(Stored data entries)
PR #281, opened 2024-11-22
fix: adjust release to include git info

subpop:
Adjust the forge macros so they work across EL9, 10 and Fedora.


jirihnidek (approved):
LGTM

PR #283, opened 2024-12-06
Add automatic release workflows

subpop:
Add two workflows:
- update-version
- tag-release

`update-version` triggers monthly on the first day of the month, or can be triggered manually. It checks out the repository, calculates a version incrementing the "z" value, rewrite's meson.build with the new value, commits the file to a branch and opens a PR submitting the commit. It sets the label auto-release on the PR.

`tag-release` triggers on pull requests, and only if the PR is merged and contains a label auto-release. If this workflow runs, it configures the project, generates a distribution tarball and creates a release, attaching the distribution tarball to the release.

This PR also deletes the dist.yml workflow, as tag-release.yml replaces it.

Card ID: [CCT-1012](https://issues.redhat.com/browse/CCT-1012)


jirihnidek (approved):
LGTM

**Exercise**
Word for word, repeat the lines from the one holding "- tag-release" through the last line of the entries, both included.

**Answer section**
- tag-release

`update-version` triggers monthly on the first day of the month, or can be triggered manually. It checks out the repository, calculates a version incrementing the "z" value, rewrite's meson.build with the new value, commits the file to a branch and opens a PR submitting the commit. It sets the label auto-release on the PR.

`tag-release` triggers on pull requests, and only if the PR is merged and contains a label auto-release. If this workflow runs, it configures the project, generates a distribution tarball and creates a release, attaching the distribution tarball to the release.

This PR also deletes the dist.yml workflow, as tag-release.yml replaces it.

Card ID: [CCT-1012](https://issues.redhat.com/browse/CCT-1012)


jirihnidek (approved):
LGTM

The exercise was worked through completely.